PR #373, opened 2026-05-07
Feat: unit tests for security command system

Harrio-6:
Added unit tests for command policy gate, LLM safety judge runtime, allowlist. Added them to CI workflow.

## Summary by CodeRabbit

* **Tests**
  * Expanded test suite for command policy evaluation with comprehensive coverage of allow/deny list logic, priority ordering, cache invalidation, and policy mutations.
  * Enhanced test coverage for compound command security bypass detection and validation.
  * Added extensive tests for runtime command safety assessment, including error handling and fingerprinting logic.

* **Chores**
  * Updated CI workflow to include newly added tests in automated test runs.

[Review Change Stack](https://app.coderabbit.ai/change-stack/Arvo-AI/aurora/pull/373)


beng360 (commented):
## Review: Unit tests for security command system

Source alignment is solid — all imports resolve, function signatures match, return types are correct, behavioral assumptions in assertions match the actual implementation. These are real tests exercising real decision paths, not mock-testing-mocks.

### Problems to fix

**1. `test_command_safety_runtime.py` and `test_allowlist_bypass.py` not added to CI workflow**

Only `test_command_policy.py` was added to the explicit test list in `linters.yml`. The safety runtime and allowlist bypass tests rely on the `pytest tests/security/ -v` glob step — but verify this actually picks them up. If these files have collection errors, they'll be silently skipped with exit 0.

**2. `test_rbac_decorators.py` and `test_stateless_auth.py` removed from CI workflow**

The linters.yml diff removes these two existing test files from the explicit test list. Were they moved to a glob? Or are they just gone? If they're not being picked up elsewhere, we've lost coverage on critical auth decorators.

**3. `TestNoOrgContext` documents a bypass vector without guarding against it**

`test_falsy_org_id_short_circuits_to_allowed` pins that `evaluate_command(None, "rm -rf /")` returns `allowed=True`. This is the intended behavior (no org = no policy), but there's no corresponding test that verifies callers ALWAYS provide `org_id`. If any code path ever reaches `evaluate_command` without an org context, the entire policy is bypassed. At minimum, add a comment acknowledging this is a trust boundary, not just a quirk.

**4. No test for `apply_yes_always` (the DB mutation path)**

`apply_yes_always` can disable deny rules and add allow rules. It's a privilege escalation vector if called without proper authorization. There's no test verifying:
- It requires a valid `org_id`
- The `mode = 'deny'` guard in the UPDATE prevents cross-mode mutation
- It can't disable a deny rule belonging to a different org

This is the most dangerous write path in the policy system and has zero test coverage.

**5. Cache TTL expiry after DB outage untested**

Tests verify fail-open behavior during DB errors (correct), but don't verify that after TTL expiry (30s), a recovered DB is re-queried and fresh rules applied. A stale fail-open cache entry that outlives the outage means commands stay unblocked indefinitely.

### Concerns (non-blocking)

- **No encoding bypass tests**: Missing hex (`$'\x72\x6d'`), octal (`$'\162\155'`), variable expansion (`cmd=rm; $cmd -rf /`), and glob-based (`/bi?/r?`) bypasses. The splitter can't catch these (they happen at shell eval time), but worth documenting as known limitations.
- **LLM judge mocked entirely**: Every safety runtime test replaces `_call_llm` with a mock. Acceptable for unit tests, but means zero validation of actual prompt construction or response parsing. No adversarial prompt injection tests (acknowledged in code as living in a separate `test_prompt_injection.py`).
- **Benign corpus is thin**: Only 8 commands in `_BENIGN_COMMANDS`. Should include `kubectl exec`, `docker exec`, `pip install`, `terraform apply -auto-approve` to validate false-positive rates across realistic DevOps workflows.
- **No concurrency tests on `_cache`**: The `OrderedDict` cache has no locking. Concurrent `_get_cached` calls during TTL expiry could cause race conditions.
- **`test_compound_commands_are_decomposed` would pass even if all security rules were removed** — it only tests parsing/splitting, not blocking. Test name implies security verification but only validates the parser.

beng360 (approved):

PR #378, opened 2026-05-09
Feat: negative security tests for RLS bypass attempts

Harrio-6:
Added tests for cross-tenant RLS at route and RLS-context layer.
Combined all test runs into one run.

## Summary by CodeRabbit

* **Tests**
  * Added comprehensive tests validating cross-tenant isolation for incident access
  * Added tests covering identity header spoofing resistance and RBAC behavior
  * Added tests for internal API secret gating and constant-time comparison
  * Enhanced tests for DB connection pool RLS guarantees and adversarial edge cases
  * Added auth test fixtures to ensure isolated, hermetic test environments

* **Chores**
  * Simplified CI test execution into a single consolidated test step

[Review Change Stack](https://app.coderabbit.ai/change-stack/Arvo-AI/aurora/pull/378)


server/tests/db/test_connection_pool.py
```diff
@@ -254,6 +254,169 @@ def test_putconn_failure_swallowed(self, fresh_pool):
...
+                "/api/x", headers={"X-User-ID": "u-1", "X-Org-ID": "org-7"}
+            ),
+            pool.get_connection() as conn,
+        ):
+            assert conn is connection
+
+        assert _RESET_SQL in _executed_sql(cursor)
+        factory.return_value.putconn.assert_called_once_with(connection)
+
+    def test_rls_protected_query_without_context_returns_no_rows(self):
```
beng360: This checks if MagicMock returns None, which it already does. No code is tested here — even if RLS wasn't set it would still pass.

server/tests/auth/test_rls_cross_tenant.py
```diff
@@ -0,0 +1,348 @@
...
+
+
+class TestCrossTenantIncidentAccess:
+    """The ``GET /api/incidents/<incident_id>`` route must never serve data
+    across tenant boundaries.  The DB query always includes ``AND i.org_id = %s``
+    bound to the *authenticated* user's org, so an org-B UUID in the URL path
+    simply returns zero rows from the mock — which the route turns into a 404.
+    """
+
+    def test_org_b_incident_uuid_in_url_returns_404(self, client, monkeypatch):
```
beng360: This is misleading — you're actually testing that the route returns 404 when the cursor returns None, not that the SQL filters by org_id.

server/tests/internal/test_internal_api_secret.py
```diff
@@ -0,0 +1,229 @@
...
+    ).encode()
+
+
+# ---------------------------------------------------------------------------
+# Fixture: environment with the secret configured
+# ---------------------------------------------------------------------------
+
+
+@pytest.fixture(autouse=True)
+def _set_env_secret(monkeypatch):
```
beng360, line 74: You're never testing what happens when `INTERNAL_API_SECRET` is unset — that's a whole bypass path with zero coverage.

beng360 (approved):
+ + + + +
REQUIRED WORK.
The material must be written out again in full and without changes.

SOLUTION TO THIS EXERCISE.
PR #373, opened 2026-05-07
Feat: unit tests for security command system

Harrio-6:
Added unit tests for command policy gate, LLM safety judge runtime, allowlist. Added them to CI workflow.

## Summary by CodeRabbit

* **Tests**
  * Expanded test suite for command policy evaluation with comprehensive coverage of allow/deny list logic, priority ordering, cache invalidation, and policy mutations.
  * Enhanced test coverage for compound command security bypass detection and validation.
  * Added extensive tests for runtime command safety assessment, including error handling and fingerprinting logic.

* **Chores**
  * Updated CI workflow to include newly added tests in automated test runs.

[Review Change Stack](https://app.coderabbit.ai/change-stack/Arvo-AI/aurora/pull/373)


beng360 (commented):
## Review: Unit tests for security command system

Source alignment is solid — all imports resolve, function signatures match, return types are correct, behavioral assumptions in assertions match the actual implementation. These are real tests exercising real decision paths, not mock-testing-mocks.

### Problems to fix

**1. `test_command_safety_runtime.py` and `test_allowlist_bypass.py` not added to CI workflow**

Only `test_command_policy.py` was added to the explicit test list in `linters.yml`. The safety runtime and allowlist bypass tests rely on the `pytest tests/security/ -v` glob step — but verify this actually picks them up. If these files have collection errors, they'll be silently skipped with exit 0.

**2. `test_rbac_decorators.py` and `test_stateless_auth.py` removed from CI workflow**

The linters.yml diff removes these two existing test files from the explicit test list. Were they moved to a glob? Or are they just gone? If they're not being picked up elsewhere, we've lost coverage on critical auth decorators.

**3. `TestNoOrgContext` documents a bypass vector without guarding against it**

`test_falsy_org_id_short_circuits_to_allowed` pins that `evaluate_command(None, "rm -rf /")` returns `allowed=True`. This is the intended behavior (no org = no policy), but there's no corresponding test that verifies callers ALWAYS provide `org_id`. If any code path ever reaches `evaluate_command` without an org context, the entire policy is bypassed. At minimum, add a comment acknowledging this is a trust boundary, not just a quirk.

**4. No test for `apply_yes_always` (the DB mutation path)**

`apply_yes_always` can disable deny rules and add allow rules. It's a privilege escalation vector if called without proper authorization. There's no test verifying:
- It requires a valid `org_id`
- The `mode = 'deny'` guard in the UPDATE prevents cross-mode mutation
- It can't disable a deny rule belonging to a different org

This is the most dangerous write path in the policy system and has zero test coverage.

**5. Cache TTL expiry after DB outage untested**

Tests verify fail-open behavior during DB errors (correct), but don't verify that after TTL expiry (30s), a recovered DB is re-queried and fresh rules applied. A stale fail-open cache entry that outlives the outage means commands stay unblocked indefinitely.

### Concerns (non-blocking)

- **No encoding bypass tests**: Missing hex (`$'\x72\x6d'`), octal (`$'\162\155'`), variable expansion (`cmd=rm; $cmd -rf /`), and glob-based (`/bi?/r?`) bypasses. The splitter can't catch these (they happen at shell eval time), but worth documenting as known limitations.
- **LLM judge mocked entirely**: Every safety runtime test replaces `_call_llm` with a mock. Acceptable for unit tests, but means zero validation of actual prompt construction or response parsing. No adversarial prompt injection tests (acknowledged in code as living in a separate `test_prompt_injection.py`).
- **Benign corpus is thin**: Only 8 commands in `_BENIGN_COMMANDS`. Should include `kubectl exec`, `docker exec`, `pip install`, `terraform apply -auto-approve` to validate false-positive rates across realistic DevOps workflows.
- **No concurrency tests on `_cache`**: The `OrderedDict` cache has no locking. Concurrent `_get_cached` calls during TTL expiry could cause race conditions.
- **`test_compound_commands_are_decomposed` would pass even if all security rules were removed** — it only tests parsing/splitting, not blocking. Test name implies security verification but only validates the parser.

beng360 (approved):

PR #378, opened 2026-05-09
Feat: negative security tests for RLS bypass attempts

Harrio-6:
Added tests for cross-tenant RLS at route and RLS-context layer.
Combined all test runs into one run.

## Summary by CodeRabbit

* **Tests**
  * Added comprehensive tests validating cross-tenant isolation for incident access
  * Added tests covering identity header spoofing resistance and RBAC behavior
  * Added tests for internal API secret gating and constant-time comparison
  * Enhanced tests for DB connection pool RLS guarantees and adversarial edge cases
  * Added auth test fixtures to ensure isolated, hermetic test environments

* **Chores**
  * Simplified CI test execution into a single consolidated test step

[Review Change Stack](https://app.coderabbit.ai/change-stack/Arvo-AI/aurora/pull/378)


server/tests/db/test_connection_pool.py
```diff
@@ -254,6 +254,169 @@ def test_putconn_failure_swallowed(self, fresh_pool):
...
+                "/api/x", headers={"X-User-ID": "u-1", "X-Org-ID": "org-7"}
+            ),
+            pool.get_connection() as conn,
+        ):
+            assert conn is connection
+
+        assert _RESET_SQL in _executed_sql(cursor)
+        factory.return_value.putconn.assert_called_once_with(connection)
+
+    def test_rls_protected_query_without_context_returns_no_rows(self):
```
beng360: This checks if MagicMock returns None, which it already does. No code is tested here — even if RLS wasn't set it would still pass.

server/tests/auth/test_rls_cross_tenant.py
```diff
@@ -0,0 +1,348 @@
...
+
+
+class TestCrossTenantIncidentAccess:
+    """The ``GET /api/incidents/<incident_id>`` route must never serve data
+    across tenant boundaries.  The DB query always includes ``AND i.org_id = %s``
+    bound to the *authenticated* user's org, so an org-B UUID in the URL path
+    simply returns zero rows from the mock — which the route turns into a 404.
+    """
+
+    def test_org_b_incident_uuid_in_url_returns_404(self, client, monkeypatch):
```
beng360: This is misleading — you're actually testing that the route returns 404 when the cursor returns None, not that the SQL filters by org_id.

server/tests/internal/test_internal_api_secret.py
```diff
@@ -0,0 +1,229 @@
...
+    ).encode()
+
+
+# ---------------------------------------------------------------------------
+# Fixture: environment with the secret configured
+# ---------------------------------------------------------------------------
+
+
+@pytest.fixture(autouse=True)
+def _set_env_secret(monkeypatch):
```
beng360, line 74: You're never testing what happens when `INTERNAL_API_SECRET` is unset — that's a whole bypass path with zero coverage.

beng360 (approved):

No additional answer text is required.